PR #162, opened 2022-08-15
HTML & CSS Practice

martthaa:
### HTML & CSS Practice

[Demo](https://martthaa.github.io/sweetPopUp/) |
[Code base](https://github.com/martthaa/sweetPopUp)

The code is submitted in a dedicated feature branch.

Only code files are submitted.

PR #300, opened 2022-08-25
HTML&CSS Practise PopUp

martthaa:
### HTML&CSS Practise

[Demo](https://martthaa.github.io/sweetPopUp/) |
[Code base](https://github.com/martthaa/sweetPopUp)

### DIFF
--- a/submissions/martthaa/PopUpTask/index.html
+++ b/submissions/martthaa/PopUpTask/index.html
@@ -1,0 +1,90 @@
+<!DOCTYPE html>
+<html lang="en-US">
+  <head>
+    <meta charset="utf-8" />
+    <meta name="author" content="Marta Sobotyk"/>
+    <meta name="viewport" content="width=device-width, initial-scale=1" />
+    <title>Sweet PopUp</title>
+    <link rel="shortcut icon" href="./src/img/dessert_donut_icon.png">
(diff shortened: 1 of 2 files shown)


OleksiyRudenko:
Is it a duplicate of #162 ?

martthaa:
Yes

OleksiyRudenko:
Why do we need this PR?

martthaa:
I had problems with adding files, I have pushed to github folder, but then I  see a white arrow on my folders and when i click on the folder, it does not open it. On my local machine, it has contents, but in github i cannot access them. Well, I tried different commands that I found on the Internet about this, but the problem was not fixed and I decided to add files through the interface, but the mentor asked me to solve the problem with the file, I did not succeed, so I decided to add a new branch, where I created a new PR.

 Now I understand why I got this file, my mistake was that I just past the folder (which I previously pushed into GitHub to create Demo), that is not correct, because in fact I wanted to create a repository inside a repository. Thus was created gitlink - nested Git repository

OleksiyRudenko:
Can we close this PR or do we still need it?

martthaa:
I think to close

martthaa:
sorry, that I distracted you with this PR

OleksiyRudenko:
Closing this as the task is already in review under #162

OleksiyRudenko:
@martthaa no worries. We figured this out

++++++++

All entries are to be reproduced verbatim, with none omitted.

■ EXPECTED OUTPUT:
PR #162, opened 2022-08-15
HTML & CSS Practice

martthaa:
### HTML & CSS Practice

[Demo](https://martthaa.github.io/sweetPopUp/) |
[Code base](https://github.com/martthaa/sweetPopUp)

The code is submitted in a dedicated feature branch.

Only code files are submitted.

PR #300, opened 2022-08-25
HTML&CSS Practise PopUp

martthaa:
### HTML&CSS Practise

[Demo](https://martthaa.github.io/sweetPopUp/) |
[Code base](https://github.com/martthaa/sweetPopUp)

### DIFF
--- a/submissions/martthaa/PopUpTask/index.html
+++ b/submissions/martthaa/PopUpTask/index.html
@@ -1,0 +1,90 @@
+<!DOCTYPE html>
+<html lang="en-US">
+  <head>
+    <meta charset="utf-8" />
+    <meta name="author" content="Marta Sobotyk"/>
+    <meta name="viewport" content="width=device-width, initial-scale=1" />
+    <title>Sweet PopUp</title>
+    <link rel="shortcut icon" href="./src/img/dessert_donut_icon.png">
(diff shortened: 1 of 2 files shown)


OleksiyRudenko:
Is it a duplicate of #162 ?

martthaa:
Yes

OleksiyRudenko:
Why do we need this PR?

martthaa:
I had problems with adding files, I have pushed to github folder, but then I  see a white arrow on my folders and when i click on the folder, it does not open it. On my local machine, it has contents, but in github i cannot access them. Well, I tried different commands that I found on the Internet about this, but the problem was not fixed and I decided to add files through the interface, but the mentor asked me to solve the problem with the file, I did not succeed, so I decided to add a new branch, where I created a new PR.

 Now I understand why I got this file, my mistake was that I just past the folder (which I previously pushed into GitHub to create Demo), that is not correct, because in fact I wanted to create a repository inside a repository. Thus was created gitlink - nested Git repository

OleksiyRudenko:
Can we close this PR or do we still need it?

martthaa:
I think to close

martthaa:
sorry, that I distracted you with this PR

OleksiyRudenko:
Closing this as the task is already in review under #162

OleksiyRudenko:
@martthaa no worries. We figured this out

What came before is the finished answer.